Clients can query on time ranges, the acting applications, mimetypes,
and Nepomuk classifications of the subjects and events. Sorting can be
done on various criteria such as usage frequency and recent usage.

Concrete examples could be “Get me most used files of mimetypes x,y or
z between the months January till March”

One can also query for documents that are used in context with others.
As in “Which documents/websites are used with http://youtube.com/ within the last week”.

It is also possible for the applications to get notified when the log
is updated. This is for instance used by the Parental Control
application as well as the GNOME Activity Journal.

What Problems can we solve

The straight forward use case is as a GtkRecentManager on drugs.
Zeitgeist removes the need for each application to parse a big XML
file to retrieve recently used documents. It also removes the need to
ever truncate your usage history, our database format is compact and
can easily contain years of history. My estimation is that 1M log
entries will take up about 80mb (give or take 20mb).

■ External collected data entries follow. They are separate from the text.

PR #2292, opened 2018-01-12
Keep dropdown open during load options (fixes #2281)

### LINKED ISSUE #2281: Accepting PR? Keep dropdown menu open when waiting for 'loadOptions' to return
At the moment the `AsyncCreatable` always collapses (closes) the dropdown when executing the `loadOptions` promise/callback. Then when the results are fetched then the dropdown is expanded (opened) again. For quick ajax responses this results in some kind of "flashing" of the menu. See this screencast:
react-select-flashes

I would rather like to have it open all the time like e.g. www.google.com does it when presenting its search suggestions in the dropdown.

It's rather simple to implement this, just change (comment out) this src:
https://github.com/JedWatson/react-select/blob/99acc31346acacaee23cefecd2ab9b13e3d672bb/src/Async.js#L133-L140

I just did this and it looks like I want now:

react-select-keep-open

Would you accept a PR for this, maybe using a new `Async` prop called `keepMenuOpenDuringLoading`?

jnachtigall:
This allows for a dropdown to stay open as one is used to from DDG or google. Fixes #2281

### DIFF
--- a/README.md
+++ b/README.md
@@ -304,7 +304,7 @@ You can manipulate the input by providing a `onInputChange` callback that return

Open up for a range of query capabilities that GtkRecentManager
doesn’t provide. Instead of simply storing the most recent usage event
on a resource we store all usage events. This way we can not only
answer when the most recent use case was, but also account for the
entire usage history.

One use case that is already in the works is having the most used
resources within the last 3 weeks for an app in the context menu in a
window list. This is for example done in Docky.

Looking past just logging resource usage we will also start monitoring
window and document focus times. This opens up to a whole new world of
contextual relevancy that I wont elaborate on here. I am trying to
stick to the more down to earth aspects of Zeitgeist.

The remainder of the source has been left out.